Mantan Pangdam-I/Iskandar Muda ini menegaskan pula bahwa kerusuhan yang terjadi di dua wilayah itu bukan disebabkan adanya satu gerakan atau spontanitas massa, melainkan memang digerakkan orang-orang yang menginginkan terjadinya kekacauan atau punya maksud tertentu di Aceh.

"Dengan timbulnyaf kekacauan atau kerusuhan seperti itu, maka mereka akan mendapat keuntungan bagi kepentingan pribadinya," kata Sjamaun Gaharu kepada Waspada yang khusus berkunjung ke rumahnya Senin (14/9) di kawasan Seutui, Banda Aceh.

"Untuk mendapat keuntungan itu orang-orang ini menciptakan suasana yang tidak aman dan tentram di Aceh. Mereka menginginkan masalah itu berjalan terus.

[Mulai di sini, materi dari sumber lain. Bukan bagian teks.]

PR #958, opened 2019-09-25
Docker template changes

bedroesb:
This is to be aligned with the latest changes in :  https://github.com/galaxyproject/training-material/pull/1332


bedroesb:
Travis fails, but don't think it has something to do with my changes

nsoranzo:
Thanks @bedroesb !

PR #961, opened 2019-10-01
explicit TMPDIR note

martin-raden:
info what env var to set in order to change the temporary directory used by planemo

### DIFF
--- a/docs/commands/serve.rst
+++ b/docs/commands/serve.rst
@@ -26,7 +26,7 @@ option or force planemo to download a disposable instance with the
 ``planemo`` will run the Galaxy instance in an existing virtualenv if one
 exists in a ``.venv`` directory in the specified ``--galaxy_root``.
 Otherwise, the Galaxy instance will run in a clean virtualenv created in
-``/tmp``.
+``/tmp`` (or the directory from ``$TMPDIR``).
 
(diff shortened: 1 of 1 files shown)


docs/commands/serve.rst
```diff
@@ -26,7 +26,7 @@ option or force planemo to download a disposable instance with the
 ``planemo`` will run the Galaxy instance in an existing virtualenv if one
 exists in a ``.venv`` directory in the specified ``--galaxy_root``.
 Otherwise, the Galaxy instance will run in a clean virtualenv created in
-``/tmp``.
+``/tmp`` (or the directory from ``$TMPDIR``).
```
nsoranzo: I think Planemo nowadays caches the virtualenv in `~/.planemo/gx_venv/` , no?

martin-raden: I can confirm that the virtualenv goes to `~/.planemo/gx_venv/`

it seems the problem is, if you run on a system without installed dependencies, the pip update etc. run by planemo is causing troubles if `/tmp` is not writeable nad you do not set the `TMPDIR` path

so most likely the wrong spot to put this information

thanks @nsoranzo to check it..

martin-raden:
wrong docu spot

PR #964, opened 2019-10-08
Move most tests to Python 3.7. Updates for release

nsoranzo:
- Drop Python 3.4.
- Refactor `tox.ini`
- Add Python3 support to some files
- Update docs
- Update `galaxy.xsd` from upstream

### DIFF
--- a/.travis.yml
+++ b/.travis.yml
@@ -9,22 +9,22 @@ matrix:
   include:
     - python: 2.7
       env: TOX_ENV=py27-lint
+    - python: 3.7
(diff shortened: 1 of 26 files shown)


bgruening:
Thanks @nsoranzo, looks good to me. Will test tm locally as well.

jmchilton:
I'm not good at Github - my landing page is just github.com/galaxyproject/galaxy so I miss a lot. Just seeing this now - it is way awesome - thanks a bunch @nsoranzo!

PR #976, opened 2019-12-08
Implement github workflow and fix profile commands if psql unavailable 

mvdbeek:


mvdbeek:
workflow for this commit is running at: https://github.com/mvdbeek/planemo/commit/0298f8494ce4fe36f681ec5f9a53fd83b0bc1bb1/checks?check_suite_id=347681728

jmchilton:
Amazing!

jmchilton:
Have you seen tox-gh-actions? https://github.com/galaxyproject/gxformat2/commit/fea27f0e1179c3467e16f1ab062daf7cf724c3b3

There isn't a ton of cruft doing it explicitly the way you have here - so I'm not sure it is worth introducing the black box magic tox-gh-actions does. But the magic is kind of cool at the same time.

martenson:
> It is a cool way to skip running the doc tests and readme test on all but one profile 

The speed should be worth the blackbox I think. :+1:

mvdbeek:
I don't think it is, we're talking seconds vs hours in build time.

martenson:
Sorry, I am thinking Galaxy, where linting is long. 🙈

mvdbeek:
Still makes sense to look into it if we also want to test a wider range of python versions, we could skip the full-blown serve

PR #977, opened 2019-12-08
Build single requirement container, log if requirement not in best-pr…

mvdbeek:
…actice channels

This also revealed quite a headache: We frequently don't specify exact versions in tool requirements (e.g `<requirement type="package" version="3.7">conda</requirement>`) instead of the full 3.7.1. This is very widespread in Galaxy tools. A single requirement like this will prevent building a container :(.

### DIFF
--- a/planemo/commands/cmd_container_register.py
+++ b/planemo/commands/cmd_container_register.py
@@ -81,10 +81,9 @@ def cli(ctx, paths, **kwds):
                 ctx.log("Target [%s] is not available in best practice channels - skipping" % conda_target)
                 best_practice_requirements = False
             if not exact:
-                ctx.log("Target version [%s] for package [%s] is not available in best practice channels - skipping",
+                ctx.log("Target version [%s] for package [%s] is not available in best practice channels - please specify the full version",
                         conda_target.version,
                         conda_target.package)
-                best_practice_requirements = False
 
         if not best_practice_requirements:
             continue
--- a/planemo/commands/cmd_container_register.py
+++ b/planemo/commands/cmd_container_register.py
@@ -74,29 +74,40 @@ def cli(ctx, paths, **kwds):
         ctx.vlog("Handling conda_targets [%s]" % conda_targets)
         mulled_targets = conda_to_mulled_targets(conda_targets)
         mulled_targets_str = "- " + "\n- ".join(map(conda_build_target_str, mulled_targets))
-        if len(mulled_targets) < 2:
-            ctx.vlog("Skipping registeration, fewer than 2 targets discovered.")
-            # Skip these for now, we will want to revisit this for conda-forge dependencies and such.
-            continue
-
         best_practice_requirements = True
         for conda_target in conda_targets:
             best_hit, exact = best_practice_search(conda_target, conda_context=conda_context)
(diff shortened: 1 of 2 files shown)


planemo/commands/cmd_container_register.py
```diff
@@ -74,30 +74,40 @@ def cli(ctx, paths, **kwds):
...
-        if os.path.exists(target_filename):
-            ctx.vlog("Target file already exists, skipping")
+        if len(mulled_targets) < 1:
+            ctx.log("Skipping registration, no targets discovered.")
             continue
 
+        name = v2_image_name(mulled_targets)
+
+        if len(mulled_targets) == 1:
+            target_filename = os.path.join(registry_target.output_directory, "hash.tsv")
```
bgruening: @mvdbeek what about putting those also into separate files. Like here: https://github.com/BioContainers/multi-package-containers/pull/795/files

In this way we really can distinguish bettwen manually added containers and automatic ones.

mvdbeek: I'm not in favor of this. Much easier to just parse one file, no chance of duplication. If there is a reason to discriminate automatically built from not automatically built I don't think the difference should be a single file vs in one big file.

bgruening: You don't need to parse a file, you look up the path as it is done already with the multi-containers and like it is working for years. If the file is there, skip it. No parsing needed imho.

mvdbeek: We should be parsing the file anyway to check if the build already exists. This also avoids any potential character issue (utf-8 on non-utf8 systems, or other fairly arbitrary character restrictions on samba/cifs. That wasn't an issue with multi-containers because of the hash.

mvdbeek: I mean it doesn't matter too much. j think a single file is more user-friendly, we can always revisit this later if it is really an issue. I'll update the code.

mvdbeek: Just updated it, thanks @bgruening!

planemo/commands/cmd_container_register.py
```diff
@@ -163,17 +165,21 @@ def handle_pull_request(self, ctx, name, target_filename, packages_str, tools_st
...
-            for target in mulled_targets:
-                if target.version:
-                    target_str = "%s=%s" % (target.package_name, target.version)
-                else:
-                    target_str = target.package_name
-                target_strings.append(target_str)
-            contents = ",".join(target_strings)
-            f.write(contents)
-            ctx.vlog("Wrote requirements [%s] to file [%s]" % (contents, target_filename))
+        with open(target_filename, "a") as f:
```
bgruening: I guess if the file already exists we should not append, isn't it? Is `a` really needed here?

mvdbeek: It's a leftover from appending to hash.tsv

bgruening:
@mvdbeek I think we need a new planemo release. Then we could start testing and migrating the monitor repo ...

mvdbeek:
We need to wait for the cwltool upgrade so that we can use a yet-to-be released galaxy-tool-util package with the mulled updates.

PR #978, opened 2019-12-19
Replace deprecated galaxy-lib requirement with galaxy-tool-util

nsoranzo:
Depends on https://github.com/common-workflow-language/cwltool/pull/1228 and https://github.com/galaxyproject/galaxy/pull/9146 (with corresponding new PyPI releases).


mr-c:
As mentioned elsewhere, https://github.com/common-workflow-language/cwltool/releases/tag/1.0.20191225192155 has been released with https://github.com/common-workflow-language/cwltool/pull/1228 incorporated

nsoranzo:
The call to cwltool's `load_tool.validate_document()` method in https://github.com/galaxyproject/galaxy/blob/dev/lib/galaxy/tool_util/cwl/schema.py#L42 was broken in commit https://github.com/common-workflow-language/cwltool/commit/526f36f93655bfb098f766ff020708b5a707513a
Any help on a fix for that in galaxy-tool-util would be appreciated!

jmchilton:
It is almost certainly fixed in the CWL branch of Galaxy already.

jmchilton:
https://github.com/galaxyproject/galaxy/compare/dev...common-workflow-language:cwl-1.0-rebase-20191231?expand=1#diff-9f5ed620db2b8c1f6fbb4d19cfb8a33d

mvdbeek:
Hmm, somethings hanging in the full test suite, possibly `test_local_conda_dependencies_version`. I have no idea what is going on there.

jmchilton:
This process ``30877 s008  S+     0:00.00 /bin/bash -e /Users/john/miniconda3/conda-bld/fleeqtk_1579101053099/test_tmp/run_test.sh`` seems to hang locally. I don't know if this always hung on Macs though.

jmchilton:
Replacing the fleeqtk test with 'true' ... https://github.com/jmchilton/planemo/runs/391338751 ... lets see what happens.

mvdbeek:
The original seqtk recipe now has an additional patch ... perhaps that might be needed now too? https://github.com/bioconda/bioconda-recipes/blob/master/recipes/seqtk/meta.yaml#L12

jmchilton:
Might be better easier just patch fleeqtk if we think this is the problem.

nsoranzo:
I also see the `fleeqtk seq` hang during conda build locally. I've pushed a commit which changes the test a bit, seems to work for me.

mvdbeek:
Yeah, the additional patch doesn't make it a great example anymore. The original seqtk recipe builds fine, so let's patch fleeqtk

jmchilton:
If this doesn't fix things - lets cherry-pick this ( https://github.com/jmchilton/planemo/commit/371f3d2804092e7c39e2b5cf7b67a1a068980fd2 ) - I think that should build a new fleeqtk 1.4 with the patch applied.

jmchilton:
That was a long journey - thanks for the effort all!

PR #980, opened 2020-01-11
Make container_register build files with headers and include base_image

mvdbeek:
I think this is all we need to make significant progress with https://github.com/BioContainers/multi-package-containers/issues/940 and https://github.com/galaxyproject/tools-iuc/issues/2701

### DIFF
--- a/planemo/commands/cmd_container_register.py
+++ b/planemo/commands/cmd_container_register.py
@@ -3,6 +3,10 @@ import os
 import string
 
 import click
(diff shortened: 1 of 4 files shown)


mvdbeek:
Green and ready for review!

jmchilton:
Awesome - thanks a bunch! What else can I do to help?

bgruening:
I think a new release would be nice at some point. And then we need to update planemo-monitor, it has planemo pinned to an older version, imho.

PR #853, opened 2021-03-24
Tests of CallStack unwinding after caught exception (and quick patch)

Jither:
As mentioned in #852, callstack fails to unwind after catching an exception. Not quite sure where this should be handled. Included two tests, one just showing (by way of nested calls) that it's the entire callstack that fails to unwind - it's not just off by 1.

### DIFF
--- a/Jint.Tests/Runtime/CallStackTests.cs
+++ b/Jint.Tests/Runtime/CallStackTests.cs
@@ -14,19 +14,20 @@ namespace Jint.Tests.Runtime
         {
             var engine = new Engine();
             engine.Execute(@"
-function thrower()
-{
-    throw new Error('test');
-}
+                function thrower()
+                {
+                    throw new Error('test');
+                }
 
-try
-{
-    thrower();
-}
-catch (error)
-{
-}
-");
+                try
+                {
+                    thrower();
+                }
+                catch (error)
+                {
+                }
+                "
+            );
             Assert.Equal(0, engine.CallStack.Count);
         }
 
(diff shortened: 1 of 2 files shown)


Jither:
About this issue... Dug a bit into the Engine, probably with too little understanding of it, but...

I think *ideally*, `Engine.Call` (and conversely, `Construct`)
https://github.com/sebastienros/jint/blob/5b5103633452e6704180ab694e235ebd2d17b290/Jint/Engine.cs#L1274-L1283
... should have something like:

            JsValue result;
            try
            {
                result = functionInstance.Call(thisObject, arguments);
            }
            finally
            {
                CallStack.Pop();
            }
            return result;

... to ensure that the call stack is always popped. This will yield the correct call stack when entering a `catch` (and anywhere else I can think of). However, it interferes with the stack trace in `JavascriptException` if there's no `catch` in the script:

In the case I've checked (`StackTraceCollectedOnThreeLevels`), although the stack trace is built when first throwing the Exception, when that exception is caught here:

https://github.com/sebastienros/jint/blob/5b5103633452e6704180ab694e235ebd2d17b290/Jint/Runtime/Interpreter/JintStatementList.cs#L84-L89

... it's converted to a `Completion`, which is then handled in `Engine Execute(Script script)` -  turning it *back* into a `JavascriptException` again, and replacing the original stack trace with a new one, which now no longer fits the call stack at the original site of the error:

https://github.com/sebastienros/jint/blob/5b5103633452e6704180ab694e235ebd2d17b290/Jint/Engine.cs#L379-L383

... if we unwind the stack through `finally`, that is. Currently it works only because the `CallStack` is left as is, if any Exception is thrown during execution.
 
But still, not really sure what to do about it - the back and forth of `JavascriptException` <-> `Completion` looks fishy to me. 😄 I guess an alternative to `finally` would be to do the stack unwinding specifically in JintTryStatement's catch-handling. But that seems more hack-y and obviously less general than the `finally` approach. Even if there may be no other cases where the current code would fail in practice.

lahma:
Yes the current call stack handling is quite tricky if not brittle when it comes to the exception chain and re-throw and completions. It would definitely require some love. I think ideally (JS) exceptions should be allowed to flow through until the very end where at last step the completion would be handled.

Jither:
Added a quick patch for the catch issue - but like I write in the comment, it's not actually meant as a solution - may just clarify what the issue actually is, better than my walls of text 😉 

Agree on the optimal solution being more consistent completions/throws.

lahma (approved):
This looks like an acceptable hack for time being until someone has the courage to redo some if the nested exception handling.

PR #854, opened 2021-03-25
Allow delegates to return values from .NET

derekdiamond:
Removed the void returning block in the delegate handling in function arguments.
This allows expressions like:

 **list.Sum(x => x.cost)**

To be correctly passed through to .NET. Before the change it would say that no matching function found.


lahma:
Could you also add a test case in InteropTests to ensure it doesn't break later on?

lahma (approved):

lahma:
Thank you!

Makanya itu harus dituntaskan agar tidak terjadi lagi," ujar Sjamaun yang tampak masih kuat di atas kursi rodanya.

Tuntas yang bagaimana diinginkan? "Selesai semua masalah, habis. Apakah itu berkaitan adanya perbuatan kriminal yang harus diusut dan ditindak atau ada perbuatan yang bisa dimaafkan, ya dimaafkan. Pokoknya masalahnya tidak terulang lagi," tekannya lagi.

Pada masa dia menjabat Pangdam, Sjamaun menjelaskan pendekatan yang dilakukan adalah memahami manusiawinya lewat penerapan pola ke Aceh-an. "Waktu itu istilahnya dengan prinsipil bijaksana. Pola ini sangat ampuh sehingga sampai kini semua masalah terkubur, tidak timbul lagi. Misalnya masalah DI/TII, sudah selesai kan," tanyanya.

Beda dengan sekarang, masalah sudah hilang timbul lagi, seperti munculnya gerakan yang dipimpin Hasan Tiro, belum selesai itu, muncul masalah lainnya, lanjutnya seraya menegaskan bahwa antara gerakan Hasan Tiro dengan DI/TII tidak ada hubungan sama sekali. "Daud Beureueh (pemimpin DI/TII) sendiri menyatakan tidak ikut gerakan Hasan Tiro."

"Dulu waktu saya menjadi Panglima, Daerah Militer itu istilahnya SOB, militer yang berkuasa. Lain situasinya dulu dengan sekarang. Dulu komandan militernya dalam menerapkan pola menurut kemauan rakyatnya sendiri, tapi sekarang saya lihat tidak demikian. Jadi di masa saya bisa dibilang tidak ada yang mati," paparnya mengisahkan masa dulu.